When the value in the uncapped time memory 23b increases, the cap drying coefficient α becomes “10.” In such a case, the flushing interval T to be predicted is “T1” and the value of the “T1” is below the values of “T2” to “T4.” Thus, a periodic flushing process (S27) is more frequently performed than the case of “T2” to “T4” and it is predicted that ink consumption increases. To prevent this, the flushing interval memory 24a (see FIG. 3) stores therein the time interval “TA” which is the minimum value of the flushing interval T between a latest periodic flushing process and a next periodic flushing process (S27). As described above, when the flushing interval T stored in the flushing time memory 23d is equal to or below the time interval “TA,” the CPU 21 performs a periodic purging process (S24). The time interval “TA” in this example is set to a value above “T1” and below “T2.” That is, when the flushing interval T is predicted to be “T1,” a periodic purging process (S24 in FIG. 6) is performed. When the periodic purging process (S24) is performed, the inside of the suction cap 72 gets wet with ink and thus the humidity of the inside of the suction cap 72 increases. By this, drying of ink adhering to the nozzles of the print head 65 can be suppressed. Accordingly, since a periodic flushing process (S27) does not need to be performed frequently, the CPU 21 sets the values in the capped time memory 23a and the uncapped time memory 23b to 0, sets the value (the cap drying coefficient α) in the drying coefficient storage memory 23c to “1” and further sets the value (the nozzle dryness β) in the nozzle dryness memory 23e to “100.” As a result, the flushing interval T is calculated to be “T4,” and thus, the flushing interval T to be predicted is longer, and consequently, ink consumption can be suppressed.

Next, with reference to flowcharts of FIG. 6 to FIG. 9, a maintenance process to be performed on the multifunction peripheral device 1 according to this example will be described. FIG. 6 is a flowchart of a maintenance process to be performed on the printer unit PU of the multifunction peripheral device 1. In the maintenance process in FIG. 6, first, the value in the drying coefficient storage memory 23c is set to “1” (S11). Next, the value in the capped time memory 23a is set to 0 (S12), the value in the uncapped time memory 23b is set to 0 (S13), and the value in the nozzle dryness memory 23e is set to “100” (S14). Then, it is verified whether the carriage 66 is in the position P and the suction cap 72 is put on the print head 65 by the capping motor 75 (S15). That is, the process of S15 is a process of verifying whether it is in a capped state (a non-printing state) or an uncapped state (a printing state). When the carriage 66 is in the position P and the suction cap 72 is not put on the print head 65 by the capping motor 75 (S15: No), it is in an uncapped state, and thus, the value in the uncapped time memory 23b is incremented by one (S16). Then, based on the value in the uncapped time memory 23b, a cap drying coefficient α is read out from the cap drying coefficient table 22a and the cap drying coefficient α is written into the drying coefficient storage memory 23c (S17, see FIG. 4A). Then, the value in the capped time memory 23a is set to 0 (S18) and the value in the nozzle dryness memory 23e is set to “100” (S19). Then, the process proceeds to S15 and the processes of S15 to S19 are repeated until a capped state (a non-printing state) is verified.

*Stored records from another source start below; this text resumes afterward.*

PR #284, opened 2017-05-09
config: Ignore description.md and metadata.yml

petertseng:
They were created for #248, but since they're not in the ignore_pattern
they are being served.

See for proof:
http://x.exercism.io/v2/exercises/rust/luhn-from
http://x.exercism.io/v2/exercises/rust/luhn-trait

And note how description.md and metadata.yml appear inside the response.

### DIFF
--- a/config.json
+++ b/config.json
@@ -1,6 +1,7 @@
 {
   "slug": "rust",
   "language": "Rust",
+  "ignore_pattern": "example|description.md|metadata.yml",
   "repository": "https://github.com/exercism/xrust",
   "active": true,
   "exercises": [


config.json
```diff
@@ -1,6 +1,7 @@
 {
   "slug": "rust",
   "language": "Rust",
+  "ignore_pattern": "example|description.md|metadata.yml",
```
petertseng: fun fact: this will match a file name descriptionxmd, but we have no files of that name, so I don't care. it will go away if files move to .meta.

Insti: another fun fact: When you need to put a backslash in json string you need two, so the correct regex still looks odd.
`"ignore_pattern": "example|description\\.md|metadata\\.yml"`

Insti: another fun fact: the ignore_pattern is not anchored so you'll also match `the_description.md_file_contains_the_description`

PR #285, opened 2017-05-09
copy description.md and metadata.yml to .meta directory

petertseng:
If, as proposed in https://github.com/exercism/trackler/issues/45, the
proper location of these files moves to the .meta directory, this allows
Trackler to freely change its expectations without having to wait for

On the other hand, when the carriage 66 is in the position P and the suction cap 72 is put on the print head 65 by the capping motor 75 (S15: Yes), a capped state is verified and thus it is verified whether the value in the capped time memory 23a is 0 (S20). If the value in the capped time memory 23a is 0 (S20: Yes), then, the value in the timer circuit 28 is read out to store a start time of the capped state and that value is written into the capped time memory 23a (S21). Then, a flushing interval calculation process (S22) is performed. On the other hand, if the value in the capped time memory 23a is not “0” (No: S20), the capped state is continued and thus the process proceeds to S22.

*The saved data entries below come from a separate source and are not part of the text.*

Issue #280, opened 2017-05-04
Test generation suite?


zombiefungus:
I really don't know how would this be done in rust, but I have seen that other tracks generate their tests from the canonical cases. What do you guys think about that?

petertseng:
It would make following x-common changes easier.

The people making the generators would want to think about two major questions.

* How to read the JSON files, whether that be serde, json-rust, or other.
* Once the files are read, how they turn into tests/*.rs. Templating engine, simple string interpolation, convert to using table-based tests, other.

Additional considerations when writing the generators: The more work each generator is to write, the less likely someone will want to write it.
To reduce the amount of work per generator, common pieces should be factored out. Of course, it may be hard to figure out what the common pieces are before there are at least two generators. That's why this one might not be clear until writing generators. Allow for it in the design if possible.

ijanos:
I don't think it is feasible to generate full tests because of the lack of types in the JSON files. 

A tool that creates some kind of skeleton test file could work or a tool that checks and compares the number of tests in xrust and xcommon. That would make easier to follow changes.

petertseng:
> A tool that creates some kind of skeleton test file could work or a tool that checks and compares the number of tests in xrust and xcommon. That would make easier to follow changes.

If we would include the x-common test version in a standard comment somewhere, we could compare the xrust vs x-common test versions too.

> lack of types in the JSON files.

What of the other languages that have test generators such as Ruby, Go, OCaml, Scala? Surely they dealt with the problem of not having types in the JSON files.

ijanos:
> What of the other languages that have test generators such as Ruby, Go, OCaml, Scala? Surely they dealt with the problem of not having types in the JSON files.

I did a quick check and I found that Scala and OCaml generators both provide a hand-made templates for each exercise. They basically create the types by hand and then the generator builds all the test cases for exercises with templates. This could work with Rust as well, but it is a lot of work and their generators seems language specific (I did not investigate this too much) so I don't think we can use theirs. 

> If we would include the x-common test version in a standard comment somewhere in xrust, we could compare the xrust vs x-common test versions too.

This is much less work than the other approach and it would help keeping up with the changes in x-common. Implementing this should not be hard, maybe we could create an issue and mark it "good first patch".

petertseng:
> If we would include the x-common test version in a standard comment somewhere in xrust, we could compare the xrust vs x-common test versions too.
> 
[...]

PR #288, opened 2017-05-13
tournament 1.3.0: Add simple start cases, remove invalid lines

petertseng:
https://github.com/exercism/x-common/pull/773

### DIFF
--- a/exercises/tournament/Cargo.lock
+++ b/exercises/tournament/Cargo.lock
@@ -1,4 +1,4 @@
 [root]
 name = "tournament"
-version = "0.0.0"
+version = "1.3.0"
 
--- a/exercises/tournament/Cargo.toml
+++ b/exercises/tournament/Cargo.toml
@@ -1,3 +1,3 @@
 [package]
 name = "tournament"
-version = "0.0.0"
+version = "1.3.0"
--- a/exercises/tournament/example.rs
+++ b/exercises/tournament/example.rs
@@ -65,12 +65,12 @@ fn write_tally(results: &HashMap<String, TeamResult>) -> String {
                   Equal => a.1.cmp(&(b.1)).reverse(),
                   other => other
               });
-    let header = format!("{:30} | MP |  W |  D |  L |  P\n", "Team");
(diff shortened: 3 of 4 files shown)


petertseng:
Note that this test file was created with a test generator, as suggested by #280. The generator follows:

```ruby
require 'json'

data = JSON.parse(File.read(File.join(__dir__, 'canonical-data.json')))

def quote(s)
  ?" + s + ?"
end

def fmt(s)
  return '""' if s.empty?
  return quote(s.first) if s.size == 1
  indent = ' ' * 8
  "#{quote(s.first + '\n')}.to_string() +\n" + s[1...-1].map { |l| "#{indent}#{quote(l + '\n')} +\n" }.join + indent + quote(s.last)
end

puts 'extern crate tournament;'

data['cases'].each_with_index { |c, i|
  puts
  puts '#[test]'
  puts '#[ignore]' if i != 0
  puts "fn #{c['description'].tr(' ', ?_).tr(',()', '').downcase}() {"
  puts "    let input = #{fmt(c['input'])};"
  puts "    let expected = #{fmt(c['expected'])};"
  puts
  puts '    assert_eq!(tournament::tally(&input), expected);'
  puts ?}
}
```

petertseng:
Unfortunately the generator seems unsuitable for submitting to this repository, as it was not written in Rust.

petertseng:
That of course does not affect the validity of this PR.

petertseng:
> I have no problem adding a test generator written in another language to the repo. Do we have some rule against this?

There is no rule; the only consideration is the concern that it will hinder contributions. If someone comes to xrust thinking the only necessary language to know is Rust, but suddenly, surprise, you also need to know a different language to be able to contribute to the generators, that's not ideal.

I'm not going to have any qualms about writing and posting quick scripts until a generator written in Rust comes along and I could maybe be convinced that adding them to the repo is a good idea, but either way they'll be availble until then.

petertseng:
> but suddenly, surprise, you also need to know a different language to be able to contribute to the generators

Of course, my comment conveniently ignored the fact that we have shell scripts in this repository too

Now, with reference to FIG. 7, the flushing interval calculation process (S22) will be described. FIG. 7 is a flowchart of the flushing interval calculation process (S22) to be periodically performed on the printer unit PU of the multifunction peripheral device 1. In the flushing interval calculation (S22) in FIG. 7, first, with the value in the drying coefficient storage memory 23c being α and the value in the dryness limit value memory 24b being β, those values are substituted for the function “β=f(α,t)” of the flushing cycle graphical data 22c (see FIG. 5), whereby a flushing interval T between a latest flushing process and a next flushing process is calculated (S31). Then, the calculated value T is written into the flushing time memory 23d (S32). For example, when the calculated value is “T3,” the “T3” is written into the flushing time memory 23d.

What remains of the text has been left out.